On Deep Learning Based Indoor Localization-2018年6月29日10:00-无线谷1319
发布人: 王瀚颖   发布时间: 2018-06-28    浏览次数:

报告题目:On Deep Learning Based Indoor Localization

报告人:Dr. Shiwen Mao, Samuel Ginn Distinguished Professor

                     Auburn University, USA





With the fast growing demand of location-based services in indoor environments, indoor positioning based on fingerprinting has attracted considerable interest due to its high accuracy. In this talk, we present our recent work on using deep learning for fingerprinting based indoor localization where Channel State Information (CSI), such as amplitude and phase difference information, are exploited for location estimation. Specifically, we present the design of ResLoc, which employs bi-modal CSI tensor data to train a deep residual sharing learning network. We then present DeepMap, a deep Gaussian process based approach for indoor radio map construction and location estimation, aiming to greatly reduce the training burden. Experimental results are presented to confirm that with deep learning and CSI, the proposed system can effectively reduce location error compared with existing methods in representative indoor environments.
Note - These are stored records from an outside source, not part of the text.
PR #855, opened 2022-02-22
MARXAN-1020-platformAdmins

rubvalave:
-Adds migration to introduce platform admins table.
-Adds Endpoints to get, create and delete admins.
-Adds tests for admins, refactors user-e2e-tests to fit GWT pattern.

### DIFF
--- a/api/apps/api/src/modules/users/users.controller.ts
+++ b/api/apps/api/src/modules/users/users.controller.ts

Shiwen Mao (S'99-M'04-SM'09) received his Ph.D. in electrical and computer engineering from Polytechnic University, Brooklyn, NY in 2004. He is the Samuel Ginn Distinguished Professor, and Director of the Wireless Engineering Research and Education Center (WEREC) at Auburn University, Auburn, AL. His research interests include 5G wireless, IoT, and Smart Grid. He is a Distinguished Speaker of the IEEE Vehicular Technology Society. He is on the Editorial Board of IEEE Transactions on Mobile Computing, IEEE Transactions on Multimedia, IEEE Internet of Things Journal, IEEE Multimedia, ACM GetMobile, among others. He received the 2017 IEEE ComSoc ITC Outstanding Service Award, the 2015 IEEE ComSoC TC-CSR Distinguished Service Award, the 2013 IEEE ComSoc MMTC Outstanding Leadership Award, and the NSF CAREER Award in 2010. He is a co-recipient of the Best Paper Awards from IEEE GLOBECOM 2016, IEEE GLOBECOM 2015, IEEE WCNC 2015, and IEEE ICC 2013, the Best Demo Award from IEEE SECON 2017, the IEEE ComSoc MMTC 2017 Best Conference Paper Award, and the 2004 IEEE Communications Society Leonard G. Abraham Prize in the Field of Communications Systems.